Supplied data:
PR #156, opened 2023-10-06
Automatically decode XDR structures for `Server.getEvents`

Shaptic:
This makes the following changes to the expected schema for [getEvents endpoint](https://soroban.stellar.org/api/methods/getEvents):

Exercise requirements: Which lines above include the string "getEvents"? Show them.

Written solution:
Automatically decode XDR structures for `Server.getEvents`
This makes the following changes to the expected schema for [getEvents endpoint](https://soroban.stellar.org/api/methods/getEvents):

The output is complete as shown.